**Your assignment:**
Once you find the line that contains "Previously, the id", write out that line and every line after it to the end of the records, exactly and with nothing else.

───── Provided material

PR #154, opened 2023-07-10
Change the id of NopSignature

vicdunmin:
Previously, the id of the NopSignature was using a random number generated at runtime. This is not ideal, as it makes the MonadEvent impossible to compare when we replay the event log during the visualization. Thus, in order to provide a consistent way of doing equality comparisons, we now use the hash of the message as the id in the signature function.

### DIFF
--- a/monad-crypto/src/lib.rs
+++ b/monad-crypto/src/lib.rs
@@ -1,14 +1,13 @@
-use std::hash::Hash;
-
-use rand::Rng;
+use std::collections::hash_map::DefaultHasher;
+use std::hash::{Hash, Hasher};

──────────

**Answer box:**
Previously, the id of the NopSignature was using a random number generated at runtime. This is not ideal, as it makes the MonadEvent impossible to compare when we replay the event log during the visualization. Thus, in order to provide a consistent way of doing equality comparisons, we now use the hash of the message as the id in the signature function.

### DIFF
--- a/monad-crypto/src/lib.rs
+++ b/monad-crypto/src/lib.rs
@@ -1,14 +1,13 @@
-use std::hash::Hash;
-
-use rand::Rng;
+use std::collections::hash_map::DefaultHasher;
+use std::hash::{Hash, Hasher};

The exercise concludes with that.